By CHRIS DANIELS energy writer
Oil giant BP has signed a deal with independent gas station supplier Gasoline Alley Services (GAS), which could mean 140 stations replacing the green and gold with orange and black.
GAS supplies 35 mostly smaller service stations in New Zealand.
Yesterday's agreement, which requires individual BP station owners to agree to have their operations rebranded, will occur over two years, with BP replacing Caltex as fuel supplier to all GAS stations.
GAS director Phil Murray said the strategy was to avoid competing head-on with the major retailers. The BP deal would ensure it could offer GAS retailers "viable long-term supply agreements".
"We had a goal, aiming for up to 200 stations that would give us national coverage and a higher profile.
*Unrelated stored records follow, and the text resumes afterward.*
Issue #2041, opened 2018-10-14
self-update: Figure out correct path to the restic binary


fd0:
The restic `self-update` command uses the wrong path to the restic binary to update. When restic is in the `PATH` and `restic self-update` is run, it'll leave a new binary in the current directory.

For a user report see https://github.com/restic/restic/pull/1949#issuecomment-429615790

wscott:
FYI, I think this is the API you want:
https://tip.golang.org/pkg/os/#Executable
(as of go 1.8)

fd0:
Cool, thanks!

PR #4100, opened 2022-12-25
Reinstate selfupdate tag to make builds without self-update work

klemensn:
Revert what seems to be a typo introduced as part of the fix for #2041
in 2018 7d0f2eaf24cffe6f45d7980a39791a08f5ba4d8e.

`xbuild` does not look like a go build/tag keyword to me, I failed to
find documentation for it and using `go install -tags '!selfupdate' ...`
has no effect, i.e. self-update code is still compiled.

`+build` however works;  updating the OpenBSD port/binary package
security/restic to apply this PR works as expected:

```
	$ restic help | grep self
	$ restic self-update
	unknown command "self-update" for "restic"
```

(Using `go:build` now as per restic's style and gofmt.)

Previously, using `restic-0.14.0p1` on OpenBSD/amd64 7.2-current would
check for a newer version and probably attempt replacing the system wide
root-owned executable (on a read-only filesystem) as unprivileged user:

```
	$ restic version
	restic 0.14.0 compiled with go1.19.2 on openbsd/amd64
	$ restic help | grep self
	  self-update   Update the restic binary
	$ restic self-update
	writing restic to /usr/local/bin/restic
	restic is up to date
```

(It never tried to actually write besaid path;  doing so would fail, so
the current message can be considered misleading.)

Checklist
---------

~- [ ] I have added tests for all code changes.~
~- [ ] I have added documentation for relevant changes (in the manual).~

### DIFF
--- a/changelog/unreleased/pull-4100
+++ b/changelog/unreleased/pull-4100
@@ -1,0 +1,9 @@
+Bugfix: Restore self-update to disabled-by-default
+
+Due to a typo, the `self-update` feature was always compiled, even if the
+`selfupdate` tag was not explicitly enabled.
+
+As intended, it is now disabled by default.
+Official builds using `build.go` continue to explicitly enable it.
+
+https://github.com/restic/restic/pull/4100
--- a/cmd/restic/cmd_self_update.go
+++ b/cmd/restic/cmd_self_update.go
@@ -1,4 +1,4 @@
-// xbuild selfupdate
+//go:build selfupdate
 
 package main
 


klemensn:
> * I have added tests for all code changes.

No functional code changes, so I ticked this box as "all" is considered zero/nothing.

cmd/restic/cmd_self_update.go
```diff
@@ -21,6 +21,8 @@ GitHub and replaces the currently running binary. After download, the
 authenticity of the binary is verified using the GPG signature on the release
 files.
 
+This command might be disabled, for example in official OS/distribution packages.
```
MichaelEischer, line 24: The help output here is intended for the end user. There's no point in adding developer-specific information. Thus, please remove that remark again.

doc/developer_information.rst
```diff
@@ -59,6 +59,12 @@ In the following example, we'll use the file ``restic-0.14.0.tar.gz`` and Go
     $ touch --reference VERSION restic_0.14.0_windows_amd64.exe
     $ TZ=Europe/Berlin zip -q -X restic_0.14.0_windows_amd64.zip restic_0.14.0_windows_amd64.exe
 
+4. To disable ``self-update`` functionality, e.g. for distribution package builds where package contents are not to be modified by users, disable the ``selfupdate`` tag:
```
MichaelEischer, line 62: The `selfupdate` tag is not set by default. Thus `selfupdate` is already disabled by default.

changelog/unreleased/pull-4100
```diff
@@ -0,0 +1,10 @@
+Enhancement: Make distribution package builds without self-update work
```
MichaelEischer, line 1: This is a `Bugfix`.

changelog/unreleased/pull-4100
```diff
@@ -0,0 +1,10 @@
...
+
+Shortly after the self-update functionality and thus the `selfupdate` tag was
+introduced through PR #1949, the fix for Issue #2041 effectively turned the tag
```
MichaelEischer, line 4: Although the historic details are somewhat interesting, they are too verbose for the changelog. Just state that builds always included the `selfupdate` feature even though it wasn't explicitly enabled at compile time.

MichaelEischer (changes requested):
The change itself seems fine, but the surrounding changes are too verbose, see the comments for more details.

cmd/restic/cmd_self_update.go
klemensn: I added this precisely for end users, like me.

Never having used restic before, I open restic(1), read about self-updates and try it out.
It works (just checks, already latest version), but I wonder why since this is a system owned executable.

Then yes, as a package maintainer, I dig deeper and learn that this feature should not be enabled in the first place.
It is getting fixed, so now I imagine end users installing the fixed package for the first time.

Being an end user again, I read the manual, see a listing of all commands, matching manual cross-references,
except this time there is one reference too many.

No short command listing, `restic self-update` throws an error, but restic-self-update(1) exists.
Now I'm confused:  is the OS package broken?  Did I misunderstood the tool/its documentation?
Do I have to installer another package to get self-update functionality?

Reading this note, as end user, would certainly make me stop wondering and just expect it to be disabled, rather
than wondering what went wrong on which end.

doc/developer_information.rst
klemensn: Ah yes, I confused myself when digging into this.
This is entirely redundant then and I'll omit this commit.

changelog/unreleased/pull-4100
klemensn: Will update.

changelog/unreleased/pull-4100
klemensn: Thanks, how about the new text?

cmd/restic/cmd_self_update.go
klemensn: Alternatively, the restic-self-update(1) could be skipped during installation and its reference in restic(1) could be omitted if the `selfupdate` tag is missing, but I'd have to look into how restic generates its docs.

klemensn: > Alternatively, the restic-self-update(1) could be skipped during installation and its reference in restic(1) could be omitted if the `selfupdate` tag is missing, but I'd have to look into how restic generates its docs.

Great, it already does that by default and I just had to rerun restic-generate(1) with this PR.
I removed this useless commit.

MichaelEischer (approved):
LGTM.

I guess we'll slightly reword the changelog before the next release anyways, thus it is good enough for now.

This just gives us a big leg-up to get to that point and it's likely to happen within the next two years."
BP spokeswoman Diana Stretch said no independent station owners would be forced to move over to GAS.
Stretch said almost all of the 140 BP independent station owners had between a year and 18 months left on their contracts.
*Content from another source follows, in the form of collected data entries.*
Issue #4101, opened 2022-12-26
tar dump of Windows stdin snapshot with 32-bit binary cannot be read by gnu tar


philaris:
Output of `restic version`
--------------------------
Windows latest stable binary for creating a snapshot from stdin:
```
restic 0.14.0 compiled with go1.19 on windows/amd64
restic 0.14.0 compiled with go1.19 on windows/386
```

When creating the tar dump of a Windows stdin snapshot, the issue appears with 32-bit versions in different architectures:
```
restic 0.14.0 compiled with go1.19 on linux/arm
restic 0.14.0 compiled with go1.19 on windows/386
```

The version of gnu tar is 1.34:
```
$ tar --version
tar (GNU tar) 1.34
```

How did you run restic exactly?
-------------------------------

In a Windows machine, create a repository and a snapshot from stdin. For example, open a cmd prompt:
```
mkdir testrestic
cd testrestic
```
Download a Windows version of restic in the new folder and unzip it there. In this example, I downloaded the 32-bit version [restic_0.14.0_windows_386.zip](https://github.com/restic/restic/releases/download/v0.14.0/restic_0.14.0_windows_386.zip). Then:
```
echo testpass > testpassfile.txt
restic_0.14.0_windows_386 --password-file=testpassfile.txt --repo=repo init
echo from_stdin | restic_0.14.0_windows_386 --password-file=testpassfile.txt --repo=repo backup --stdin
```

Then dump a tar file of the snapshot **from any 32-bit binary version** of restic. I use the same binary that I downloaded before.
```
restic_0.14.0_windows_386 --password-file=testpassfile.txt --repo=repo dump latest / > t32bit.tar
```

Then try to list the contents of the created tar file with gnu tar:
```
$ tar tvf t32bit.tar
tar: Extended header gid=-1 is out of range 0..4294967295
tar: Extended header uid=-1 is out of range 0..4294967295
-rw-r--r-- 0/0              13 2022-12-26 09:30 stdin
tar: Exiting with failure status due to previous errors
```
(Do not use bsdtar of Windows; the problem only manifests with gnu tar.)

What backend/server/service did you use to store the repository?
----------------------------------------------------------------
I used the filesystem backend for the repository, but the issue would appear in any backend.

Expected behavior
-----------------

I would expect that the tar file is read by gnu tar without gnu tar exiting with failure status.

Actual behavior
---------------

Gnu tar exits with failure status.

Steps to reproduce the behavior
-------------------------------

See above.

[...]

PR #4102, opened 2022-12-26
convert negative uid and gid to 0o7777777

philaris:
Substitute negative uid and gid that is returned from os.Getuid
and os.Getgid in Windows with maximum value that is allowed in
v7 and ustar tar formats, i.e., 0o7777777. See:
https://www.gnu.org/software/tar/manual/html_section/Formats.html

This fixes the issue of a 32-bit binary restic dump that creates
a tar file containing negative uid and gid files:
https://github.com/restic/restic/issues/4101

https://github.com/restic/restic/issues/4101

I have only created the relevant issue https://github.com/restic/restic/issues/4101.

Checklist
---------

Comments on checklist: I did not write a new test, because the change is simple. I have run the tests though. The change is internal, so there is no change in the manual.

### DIFF
--- a/changelog/unreleased/issue-4101
+++ b/changelog/unreleased/issue-4101
@@ -1,0 +1,11 @@
+Bugfix: fix restic dump of tar file with 32-bit binary 
+
+In restic up to 0.14.0, the restic dump from a 32-bit binary of a
+snapshot of standard input that was created in Windows has as a
+result a tar file whose content has a negative uid and gid. As a
+result gnu tar exits with failure status whenever it tries to
+access such a tar file. With this fix, the tar file that is now
+dumped from a 32-bit binary has content with positive uid and gid.
+
+https://github.com/restic/restic/issues/4101
+https://github.com/restic/restic/pull/4102
--- a/internal/restic/node.go
+++ b/internal/restic/node.go
@@ -564,12 +564,23 @@ func lookupGroup(gid uint32) string {
 	return group
 }
 
+// substitute negative uid and gid that is returned in Windows
+// with maximum value that is allowed in v7 and ustar tar formats;
+// this avoids creating a tar with dump that has negative uid and gid
+func fixId(id int) int {
+	if id < 0 {
+		return 0o7777777
+	} else {
+		return id
+	}
+}
+
 func (node *Node) fillExtra(path string, fi os.FileInfo) error {
 	stat, ok := toStatT(fi.Sys())
 	if !ok {
 		// fill minimal info with current values for uid, gid
-		node.UID = uint32(os.Getuid())
-		node.GID = uint32(os.Getgid())
+		node.UID = uint32(fixId(os.Getuid()))
+		node.GID = uint32(fixId(os.Getgid()))
 		node.ChangeTime = node.ModTime
 		return nil
 	}


greatroar:
Good catch, but I think fixing the dump command is a better idea. This changes the repo format, so it won't work with existing repositories.

philaris:
Thanks @greatroar. Unless I am missing something, I have not changed anything in the repository format. The uid and gid in the node are still of type `uint32`. In general, the repository format has no provision for negative uid and gid and this has not changed.

As for your suggestion for changing dump, I agree that it is a good idea and can be done orthogonally to this pull request. One has to decide what to do in case the uid/gid is more than what can be stored in an `int32` type. The main issue is the discrepancy between `uint32` in restic and the `int` type of Uid/Gid in <https://pkg.go.dev/archive/tar#Header>. Maybe I should create another issue for that.

greatroar:
They're still uint32, but the meaning of that uint32 for dumps from Windows changes. It's not documented anywhere that ^uint32(0) means -1, but there are many repos where that is the case.

philaris:
I see that with the code in this pull request the repository node that is created is different than before. If some person's code relies on the specific old value of 4294967295, then there could be a problem. Should this person's code rely on this specific value? Probably not.

Moreover, if you backup an actual file of the Windows filesystem and not stdin, the uid and gid are set to 0. Continuing the example in #4101:
```
> echo test1 > test1.txt
> restic_0.14.0_windows_386 --password-file=testpassfile.txt --repo=repo backup test1.txt
```
Here is the stdin
```
> restic_0.14.0_windows_386 --password-file=testpassfile.txt --repo=repo ls -l 096e1ad0
repository 1a634ddc opened (repository version 2) successfully, password is correct
snapshot 096e1ad0 of [D:\code\testrestic\test1.txt] filtered by [] at 2022-12-26 13:52:39.5125871 +0100 CET):
-rw-rw-rw-     0     0      8 2022-12-26 13:51:56 /test1.txt
> restic_0.14.0_windows_386 --password-file=testpassfile.txt --repo=repo ls -l c7afaf40
repository 1a634ddc opened (repository version 2) successfully, password is correct
snapshot c7afaf40 of [D:\stdin] filtered by [] at 2022-12-26 09:30:25.2227589 +0100 CET):
-rw-r--r-- 4294967295 4294967295     13 2022-12-26 09:30:25 /stdin
```
Is it nice to have such a uid/gid discrepancy between a normal file backup and a stdin backup in Windows? Maybe both should have uid/gid of 0. Maybe zero is also a better value for this commit (instead of 0o7777777).

MichaelEischer:
From a quick look around Linux, FreeBSD, Solaris (https://docs.oracle.com/cd/E19082-01/820-0543/gfraf/index.html) and macOS the standard seems to be uid_t == uint32 nowadays. Thus, we can assume that `(uid_t) -1 == uint32(-1)`. According to https://systemd.io/UIDS-GIDS/ a uid of `-1` is not a valid uid anyways, e.g. `chown` turns into a no-op for uid -1. 

Even the POSIX man page for `getuid()` states that `It is possible for implementations to provide an extension where a process in a non-conforming environment will not be associated with a user or group ID. It is  recommended that such implementations return (uid_t)-1 and set errno to indicate such an environment`. Thus, it should be reasonably safe to just convert `-1` to uid `0`. 

As uids above 2^31 are apparently a not particularly portable mess, I'd prefer to keep the fix minimally invasive and just convert from uid `-1` to `0` when dumping to a tar file. That way the repository also won't loose the information that the uid is sort of undefined.

> Is it nice to have such a uid/gid discrepancy between a normal file backup and a stdin backup in Windows? Maybe both should have uid/gid of 0. Maybe zero is also a better value for this commit (instead of 0o7777777).

stdin-backups fall back to the uid / gid of the current user. On Windows this just defaults to -1. After fixing the dump command, the current behavior should work fine, so it's probably not worth the effort of changing it.

philaris:
Thanks for the answer @MichaelEischer! So we can close this and maybe move to https://github.com/restic/restic/issues/4103.

MichaelEischer:
Yes, let's take the route of #4103 instead (although still limited to only the -1 uid)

The change allowed BP to focus on its "core offers", BP Connect and "2Go", which required significant investment and were higher profile.
Independent stations have short-term contracts with the big oil companies, such as BP, which own the tanks and pumps. When these deals come up for renewal, the oil companies can pull out their tanks, leaving a hole in the ground and a big investment needed before any potential competitor can set up shop.
Some small towns have been hard hit by such decisions, with the big oil companies claiming that potential environmental concerns mean they cannot simply sell the tank to independent station owners.
All GAS owners own their own tanks and pumps and have longer- term supply deals with Gasoline Alley Services. There is no franchise fee or commission, just a deal to supply fuel. Station owners decide what price to charge for the fuel, which is supplied from BP at a discount to Gasoline Alley Services.
Retailers will end up owning the tanks, paying what Murray calls "a minimal cost" for them.
He said there was a need for some new investment for the company, and the hiring of new staff. The deal, essentially a supply situation, did not require a large amount of new money to be spent. Cashflow demands would change, with the "bigger numbers" involved.
The little guy
* Gasoline Alley Services (GAS) was set up in 1999, supplying Caltex fuel to small independent stations.
* The New Zealand-owned company has three shareholders. Its national business manager, Phil Murray, and pricing manager Trevor Wilson own 10 per cent each. Christchurch-based investment company Mead Investments owns 80 per cent.
* It pitches itself at the independent stations, saying it can help remodel and relaunch them in niche markets.